Mi mamá tocó el timbre y escuché su voz por primera vez. Abrió y nos saludó con su enorme sonrisa, la que dedicaba a todos sus alumnos. Nos condujo a mi hermana y a mí por el patio de su casa y entramos al aula, que estaba al lado del garaje. Éramos las primeras en llegar y estábamos ansiosas por saber quiénes serían nuestros compañeros. Honestamente, no recuerdo que ninguna quisiera aprender inglés pero fue decisión de papá y mamá. Nos sentamos alrededor de la mesa redonda que había allí y enseguida vimos por la ventana que se acercaba una chica. La conocía de la escuela, era un año menor que yo. De repente, otras caras conocidas se sumaron. Una era la de un niño de mi grado, un amigo en la actualidad, junto a su hermana. Y un chico y una chica más. Todos íbamos al mismo colegio pero a distintos grados.
Graciela se presentó y luego lo hicimos nosotros, relajados, como si hiciese mucho tiempo que nos juntáramos por la mañana a platicar en otro idioma. Ese día comenzó la historia de un lenguaje nuevo, no del inglés, que igualmente aprendí un montón, sino el de profesora-estudiante, una relación que hoy sé que se considera pedagógica pero siento que es fundacional.
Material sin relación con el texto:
PR #205, opened 2023-05-26
Finetuner inference tweaks

Eta0:
Implementing the fixes and tweaks I suggested for finetuner inference in #203.

- Ongoing inference no longer blocks the HTTP server's event loop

Cuando mis horarios se volvieron acotados porque tenía que viajar a Capital Federal por una situación personal que estaba atravesando, Grace, como le decíamos, esperó a que todos se fueran, se sentó a mi lado y me dijo que ella estaba para lo que necesitara. Aunque yo no quise hablar de lo que me pasaba, ella comprendió y me acompaño desde su lugar.
Cuando terminé el secundario, y no supe qué quería estudiar o hacer de mi vida, ella me preguntó si podía ayudarla dando clases particulares a niños y niñas que necesitaban practicar para exámenes, mejorar o aprobar la materia. Dije que sí, porque la confianza que depositó en mi al pedírmelo hizo que creyera que yo podía hacerlo. Así que me dio material, algunas indicaciones y arranqué. Disfrutaba preparar clases, idear actividades, colaborar en el aprendizaje de otros. Y tome como modelo la forma en que yo había vivido las clases de Grace, en cómo se había brindado a nosotros, cómo nos acercó a una lengua desconocida.
Ese mismo año me di cuenta que quería enseñar y aprender con otros, comenzaba mi viaje por la docencia.